Big jovial Josie Harper ran a road house at Telegraph Avenue and
Thirty-ninth Street. Here for a year I delivered an evening
paper, until my route was changed to the water-front and
tenderloin of Oakland. The first month, when I collected Josie
Harper's bill, she poured me a glass of wine. I was ashamed to
refuse, so I drank it. But after that I watched the chance when
she wasn't around so as to collect from her barkeeper.
The first day I worked in the bowling alley, the barkeeper,
according to custom, called us boys up to have a drink after we
had been setting up pins for several hours. The others asked for
beer. I said I'd take ginger ale. The boys snickered, and I
noticed the barkeeper favoured me with a strange, searching
scrutiny. Nevertheless, he opened a bottle of ginger ale.
Afterward, back in the alleys, in the pauses between games, the
boys enlightened me. I had offended the barkeeper. A bottle of
ginger ale cost the saloon ever so much more than a glass of steam
beer; and it was up to me, if I wanted to hold my job, to drink
beer. Besides, beer was food. I could work better on it. There
was no food in ginger ale. After that, when I couldn't sneak out
of it, I drank beer and wondered what men found in it that was so
good. I was always aware that I was missing something.
What I really liked in those days was candy.

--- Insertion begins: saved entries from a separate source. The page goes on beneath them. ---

PR #7063, opened 2022-05-02
Fix removing manga from library reverts during global update

### LINKED ISSUE #3281: [Bug] Removing manga from library reverts while global update is ongoing
### Device information
* Tachiyomi version: 0.9.2-2373
* Android version: 10 (SDK 29)
* Device: Mi 9T Pro

## Steps to reproduce
1. Tap global update in library
2. Select one manga and remove it from library while update is ongoing

### Expected behavior
Removed from library

### Actual behavior
After removing from library, wait for a moment and it will indicate again `In library`. When you tap again it will display a dialog of categories (do not select anything, just ignore). When you go back to the library, the manga that you remove was there and when you select it again, it was `In library`.

FourTOne5:
Fixes #3281


app/src/main/java/eu/kanade/tachiyomi/data/library/LibraryUpdateService.kt
```diff
@@ -174,7 +174,7 @@ class LibraryUpdateService(
      */
     override fun onDestroy() {
         updateJob?.cancel()
-        ioScope?.cancel()
+        ioScope.cancel()
```
arkon, line 177: This has actually been null and caused crashes before, despite what the lifecycles would lead you to believe.

app/src/main/java/eu/kanade/tachiyomi/data/library/LibraryUpdateService.kt
```diff
@@ -415,8 +413,12 @@ class LibraryUpdateService(
                 sManga.thumbnail_url = manga.thumbnail_url
             }
 
-            manga.copyFrom(sManga)
-            db.insertManga(manga).executeAsBlocking()
+            // Get manga from database to account for if it was removed from library or database
+            val dbManga = db.getManga(manga.id!!).executeAsBlocking()
```
arkon, line 417: Can just return empty lists here rather than continuing to get the chapters.

Should also:
- Do a short-circuit at the beginning of `updateManga` to avoid updating at all if it's no longer in the library at that point
- Just check prior to calling `syncChaptersWithSource`, since there's no point in updating the chapter data if it's not in the library anymore

arkon (changes requested):

app/src/main/java/eu/kanade/tachiyomi/data/library/LibraryUpdateService.kt
```diff
@@ -305,39 +305,42 @@ class LibraryUpdateService(
...
+                                            return@withUpdateNotification
+                                        }
+                                        if (MANGA_HAS_UNREAD in restrictions && mangaWithNotif.unreadCount != 0) {
+                                            skippedUpdates.add(mangaWithNotif to getString(R.string.skipped_reason_not_caught_up))
+                                            return@withUpdateNotification
+                                        }
+                                        if (MANGA_NON_READ in restrictions && mangaWithNotif.totalChapters > 0 && !mangaWithNotif.hasStarted) {
+                                            skippedUpdates.add(mangaWithNotif to getString(R.string.skipped_reason_not_started))
+                                            return@withUpdateNotification
+                                        }
```
arkon, line 328: Should probably still categorize the entries for everything it fails to pass instead of short-circuiting at each one.

app/src/main/java/eu/kanade/tachiyomi/data/library/LibraryUpdateService.kt
```diff
@@ -445,16 +461,16 @@ class LibraryUpdateService(
                                     currentlyUpdatingManga,
                                     progressCount,
                                     manga,
-                                ) { manga ->
-                                    sourceManager.get(manga.source)?.let { source ->
+                                ) { mangaWithNotif ->
```
arkon, line 464: Try to avoid having so many unrelated changes in a PR in the future so that they're easier/quicker to review.

FourTOne5: i'll keep that in mind

PR #7069, opened 2022-05-03
make daily backup default for fresh installs

OncePunchedMan:
It will ask for storage permission at start up (Library, since default start screen) instead of in Browse and sets the automatic backup to daily and will set the default backup path

### DIFF
--- a/app/src/main/java/eu/kanade/tachiyomi/ui/library/LibraryController.kt
+++ b/app/src/main/java/eu/kanade/tachiyomi/ui/library/LibraryController.kt
@@ -1,5 +1,6 @@
 package eu.kanade.tachiyomi.ui.library
 
+import android.Manifest.permission.WRITE_EXTERNAL_STORAGE
 import android.content.res.Configuration
 import android.os.Bundle
 import android.view.LayoutInflater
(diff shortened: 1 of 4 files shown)


app/src/main/java/eu/kanade/tachiyomi/ui/library/LibraryController.kt
```diff
@@ -169,6 +171,7 @@ class LibraryController(
 
     override fun onViewCreated(view: View) {
         super.onViewCreated(view)
+        requestPermissionsSafe(arrayOf(WRITE_EXTERNAL_STORAGE), 301)
```
ghostbear, line 174: Would probably be better to have this in the MainActivity since any screen can be opened with App shortcuts

FourTOne5:
I think you will also have to start backupJob

app/src/main/java/eu/kanade/tachiyomi/ui/library/LibraryController.kt
OncePunchedMan: hm true. but you'd need to choose that which in my opinion would be a very rare case

OncePunchedMan:
> I think you will also have to start backupJob

an empty backup or what? the process is already running in the background

FourTOne5:
From backup settings
```kt
onChange { newValue ->
    val interval = (newValue as String).toInt()
        BackupCreatorJob.setupTask(context, interval)
    true
}
```

arkon:
As discussed on Discord, it'd make more sense to try to save backups in a location that doesn't require explicit storage permissions (such as the Documents folder). I'm going to close this, but feel free to reopen/open another one if you decide to make that change.

PR #7075, opened 2022-05-04
fix downloader stuck as foreground service

shadow578:
After updating to Android 12 (or maybe it was with a app update, can't really tell) i started getting a persistent "App is running in backgrund" notification, and had to force- stop tachiyomi to get rid of it. 
As it seems, this is because the download service is started as a background service, and gets stuck when stopping downloads due to no suitable network being available. With my change, the download service is stopped in this case. 

| Notification: Tachiyomi running in background | 
| ------- | 
| tachi-running-in-bg | 

---

Note: I'm currently testing this change and will mark the PR ready if testing goes well

### DIFF
--- a/app/src/main/java/eu/kanade/tachiyomi/data/download/DownloadManager.kt
+++ b/app/src/main/java/eu/kanade/tachiyomi/data/download/DownloadManager.kt
@@ -82,8 +82,8 @@ class DownloadManager(
      *
      * @param reason an optional reason for being stopped, used to notify the user.
      */
-    fun stopDownloads(reason: String? = null) {
-        downloader.stop(reason)
+    fun stopDownloads(reason: String? = null, suppressCompletionNotification: Boolean = false) {
+        downloader.stop(reason, suppressCompletionNotification)
     }
 
     /**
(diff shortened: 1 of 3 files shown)


arkon:
I think this happened before Android 12 too, and it also happens when a progress change hasn't occurred yet (e.g., you start downloading a chapter but the first page takes a long time to complete; it'll get replaced with the normal progress notification after that).

saud-97:
I can confirm, I have android 9 and noticed this persistent notification in multiple forks. Also, I used emulator with ethernet connection so this is most likely caused by source issue not related to 

> no suitable network being available

arkon:
Feel free to open another PR if you decide to tackle it again, but I feel like the downloader notification logic needs cleaning up in general.

shadow578:
Hi,
sorry if i'm misunderstanding, but why was the PR closed? Is there something wrong with the changes i suggested? 

> I feel like the downloader notification logic needs cleaning up in general

I do agree on that, but thus far my changes seem to have fixed the issue i was trying to solve. It's just that testing if everything works as expected takes quite long since i had to wait for actual manga to update to reproduce the issue. 

Please let me know how to proceed (or where the issue was) so i can learn for future PRs

arkon:
This won't really fix the placeholder notification being shown in other cases. I'd rather there be a more significant overhaul to the logic than trying to monkey patch individual edge cases.

PR #3296, opened 2020-06-08
steady chapter downloads feature

lmj0011:
closes https://github.com/inorichi/tachiyomi/issues/3295

PR #7091, opened 2022-05-07
Auto download new chapters : Limit and skip titles with unread chapters

nzoba:
- Changes the `Download new chapters` setting from a switch to an intList `Download new chapters until limit (per title)` to choose how many chapters you want to download per manga. This limit includes the already downloaded unread chapters of a manga. For example if the setting is `3 unread chapters`, and there already are 2 downloaded unread chapters for the manga, if 5 new chapters come only the first one will be downloaded.
- Adds a setting `Skip titles with unread chapter(s)` for `Download new chapters`, useful if you disable (temporarily or not) the `Skip titles with unread chapters` from library update or if you manually update a chapter from manga details


Riztard:
might as well add restrictions like wifi only?

nzoba:
I added all the restrictions from library update (only on wifi, charging and battery low)

FourTOne5:
Can you send a pic on how it looks like?

app/src/main/java/eu/kanade/tachiyomi/util/MangaExtensions.kt
```diff
@@ -56,8 +65,15 @@ fun Manga.shouldDownloadNewChapters(db: DatabaseHelper, prefs: PreferencesHelper
...
 
     // Boolean to determine if user wants to automatically download new chapters.
-    val downloadNewChapter = prefs.downloadNewChapter().get()
-    if (!downloadNewChapter) return false
+    val downloadNewChapter = prefs.downloadNewChapters().get()
+    if (downloadNewChapter == 0) return false
+
+    val restrictions = prefs.downloadNewDeviceRestriction().get()
+    if (DEVICE_ONLY_ON_WIFI in restrictions && !prefs.context.isConnectedToWifi()) return false
+    val batteryManager = prefs.context.getSystemService(Context.BATTERY_SERVICE) as BatteryManager
```
FourTOne5, line 73: In `app/src/main/java/eu/kanade/tachiyomi/util/system/ContextExtensions.kt` add
```kt
val Context.batteryManager: BatteryManager
    get() = getSystemService()!!
``` 
and use that

app/src/main/java/eu/kanade/tachiyomi/data/library/LibraryUpdateService.kt
```diff
@@ -326,7 +329,16 @@ class LibraryUpdateService(
...
-                                                        downloadChapters(mangaWithNotif, newChapters)
+                                                        val chaptersDatabase = db.getChapters(mangaWithNotif).executeAsBlocking()
+                                                            .map { ChapterItem(it, mangaWithNotif) }
+                                                        chaptersDatabase.filter {
+                                                            downloadManager.isChapterDownloaded(it, mangaWithNotif)
+                                                        }.forEach { it.status = Download.State.DOWNLOADED }
+
+                                                        val chaptersToDownload = mangaWithNotif.getChaptersToDownload(
+                                                            newChapters, chaptersDatabase, preferences
+                                                        )
```
FourTOne5, line 340: i think it'll be better to move the whole thing to `app/src/main/java/eu/kanade/tachiyomi/util/MangaExtensions.kt`

FourTOne5 (changes requested):

nzoba:
I juste changed `Download new chapters until limit (per title)` and added `Auto download device restrictions` + `Skip titles with unread chapter(s)`

drawing

app/src/main/java/eu/kanade/tachiyomi/data/library/LibraryUpdateService.kt
nzoba: Not sure I understand what you mean, are you talking about `chaptersDatabase` and checking which chapters are downloaded ? If so, it's necessary only for `LibraryUpdateService` not for `MangaPresenter` since the downloaded status is already present, so it wouldn't make sense to move it to `MangaExtensions`

app/src/main/java/eu/kanade/tachiyomi/Migrations.kt
```diff
@@ -276,6 +276,11 @@ object Migrations {
                     else -> oldSortingMode
                 }
                 preferences.librarySortingMode().set(newSortingMode)
+
+                val downloadNew = prefs.getBoolean("download_new", false)
+                if (downloadNew) {
+                    preferences.downloadNewChapters().set(-1)
+                }
```
FourTOne5, line 283: Bump app version by 1 and move this to another `if` block

app/src/main/java/eu/kanade/tachiyomi/util/MangaExtensions.kt
```diff
@@ -56,8 +65,15 @@ fun Manga.shouldDownloadNewChapters(db: DatabaseHelper, prefs: PreferencesHelper
...
-    if (!downloadNewChapter) return false
+    val downloadNewChapter = prefs.downloadNewChapters().get()
+    if (downloadNewChapter == 0) return false
+
+    val restrictions = prefs.downloadNewDeviceRestriction().get()
+    if (DEVICE_ONLY_ON_WIFI in restrictions && !prefs.context.isConnectedToWifi()) return false
+    val batteryManager = prefs.context.batteryManager
+    if (DEVICE_CHARGING in restrictions && !batteryManager.isCharging) return false
+    val batteryLevel = batteryManager.getIntProperty(BATTERY_PROPERTY_CAPACITY)
+    if (DEVICE_BATTERY_NOT_LOW in restrictions && batteryLevel <= 15) return false
```
FourTOne5, line 76: These device restrictions makes it so that the new chapters doesn't even get added to Downloader and this is a bad Idea. It'll probably be better to make the restrictions work on the whole downloader and not here
2

app/src/main/java/eu/kanade/tachiyomi/data/library/LibraryUpdateService.kt
```diff
@@ -326,7 +329,16 @@ class LibraryUpdateService(
 
                                                 if (newChapters.isNotEmpty()) {
                                                     if (mangaWithNotif.shouldDownloadNewChapters(db, preferences)) {
-                                                        downloadChapters(mangaWithNotif, newChapters)
+                                                        val chaptersDatabase = db.getChapters(mangaWithNotif).executeAsBlocking()
+                                                            .map { ChapterItem(it, mangaWithNotif) }
```
FourTOne5, line 333: Is there any need to map these as `ChapterItem` when you are already providing the manga?

FourTOne5 (changes requested):

app/src/main/java/eu/kanade/tachiyomi/util/MangaExtensions.kt
nzoba: Well I'm not sure, I think we want the restrictions only for the auto-download of new chapters not each download. The benefits of doing it here is that this method is only for the new chapters. And do we really want to add theses chapters in the Downloader if we don't want to auto-download in these cases ?

FourTOne5: Just because my device is not connected to wifi doesn't mean it won't be connected to one sometime later. Not adding the new chapters to download just because a device isn't connected to wifi will confuse people using this. Same for the battery related restrictions

app/src/main/java/eu/kanade/tachiyomi/data/library/LibraryUpdateService.kt
nzoba: Yes, if we don't map to `ChapterItem` we can't set the status parameter (from `BaseChapterItem`). I need it to know how many chapters are already downloaded.
I could probably get this count before and pass it to the method but I'm not sure it would be better since I would need to do it 2 times (for `LibraryUpdate` and `MangaPresenter`)

app/src/main/java/eu/kanade/tachiyomi/util/MangaExtensions.kt
nzoba: Oh yeah I didn't think about that, I thought about this as `disable auto-download when` not as `wait for`. The problem is that I'm not sure we could easily differentiate a manual from an auto download once they are in the downloads queue. And we may want to have different restrictions for them

I see 2 "easy" possible solutions :
1.  Rename the restriction setting to something like `Disable auto-download when`
2. Or have the same restrictions for manual and auto download (do we want that ?)

A complex solution would be to differentiate in the downloads queue but it would need to, as far as I know, either have 2 queues or change how the queue work to know the type of download. Not sure we want that and if so I would probably not do it in this PR, it's far too much work for a single PR

jferdous70:
I believe this supersedes https://github.com/tachiyomiorg/tachiyomi/pull/3296 so that one can be closed

FourTOne5:
> I believe this supersedes #3296 so that one can be closed

it does not both are separate things

jferdous70:
> > I believe this supersedes #3296 so that one can be closed
> 
> it does not both are separate things

sorry, I misread.

nzoba:
I fixed the conflicts and added an `isAutoAndRestricted` boolean to differentiate a stucked auto download from other downloads. So if an auto download is added to the queue and the restrictions are not met, the auto download won't start and an `AUTO` tag will be visible. If restrictions are met it will be converted to a normal download

You can convert the auto download to a normal one or force start it manually.
The check for the restrictions is only done when you start downloading, you add a new download or the only remaining downloads are stucked auto

| Download queue | Download notification |
| --- | --- |
| Download queue | Download notification |

Riztard:
hmm confict

Ajxrhaider:
Is it possible for the download ahead limit to be increased or customized

PR #7098, opened 2022-05-08
Fixed splitting logic and CBZ compression logic

saud-97:
### Changes
- Moved splitting logic to happen inside `getOrDownloadImage`
- Added a condition to check and skip splitting if a splitting was already done before on the page - to fix downloads geting stuck on pause.
- Modified error handling for splitting to handle OOM error caused by `BitmapFactory.decodeFile` in case of extremely large images
- Allowed the download to continue and skip the splitting ( and show an error notification) if splitting failed instead of throwing an error and terminating the download.
- Moved CBZ logic to avoid marking a download as complete before the CBZ compression was completed

### Side note:
I only cought the exception for OOM. However the solution to fix OOM is implemented in https://github.com/tachiyomiorg/tachiyomi/pull/7099 by using `BitmapRegionDecoder` instead of `BitmapFactory`


app/src/main/java/eu/kanade/tachiyomi/data/download/Downloader.kt
```diff
@@ -401,12 +396,17 @@ class Downloader(
         }
 
         return pageObservable
-            // When the image is ready, set image path, progress (just in case) and status
+            // When the page is ready, set page path, progress (just in case) and status
             .doOnNext { file ->
                 page.uri = file.uri
                 page.progress = 100
                 download.downloadedImages++
                 page.status = Page.READY
```
FourTOne5, line 404: Should move the 3 lines abovater splitting so download GTA completed after splitting

saud-97: Hmm, sure.

saud-97: Done

arkon:
I ended up merging #7099 first since it had larger changes. We can test that first and update this PR as needed.

saud-97:
Sure, there are still bugs remained unfixed even after the new PR was merged.

Here are the remaining applicable changes from this PR.

- Moved splitting logic to happen inside `getOrDownloadImage`
- Added a condition to check and skip splitting if a splitting was already done before on the page - to fix downloads geting stuck on pause.
- Allowed the download to continue and skip the splitting ( and show an error notification) if splitting failed instead of throwing an error and terminating the download.
- Moved CBZ logic to avoid marking a download as complete before the CBZ compression was completed

Done by #7099 
- Modified error handling for splitting to handle OOM error caused by `BitmapFactory.decodeFile` in case of extremely large images

saud-97:
Let me know once that PRs testing is done so I rebase on it and update this PR.

FourTOne5:
> Let me know once that PR's testing is done so I rebase on it and update this PR.

Arkon probably misunderstood your pr since #7099 and this doesn't have much relation

saud-97:
> Arkon probably misunderstood your pr since #7099 and this doesn't have much relation

I'm confused honestly, since the PR description should be clear as it explains the difference between them.

arkon:
I meant in regards to merge conflicts, which this PR still needs to fix...

saud-97:
I have merged and updated the PR

### Changes Applied:

- Moved splitting logic to happen inside `getOrDownloadImage`
- Added a condition to check and skip splitting if a splitting was already done before on the page to fix downloads getting stuck on pause.
- Moved CBZ logic to avoid marking a download as complete before the CBZ compression was completed

### Changes cancelled: 
- Allowed the download to continue and skip the splitting ( and show an error notification) if splitting failed instead of throwing an error and terminating the download.

I cancelled this since there was no `notifier ` object in ImageUtil, and I'm not sure if you would agree that it should be done or not. So currently if splitting failed it will throw an error and will make the `download.status =  Download.State.ERROR`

For five cents I
could buy five "cannon-balls"--big lumps of the most delicious
lastingness. I could chew and worry a single one for an hour.
Then there was a Mexican who sold big slabs of brown chewing taffy
for five cents each. It required a quarter of a day properly to
absorb one of them. And many a day I made my entire lunch off one
of those slabs. In truth, I found food there, but not in beer.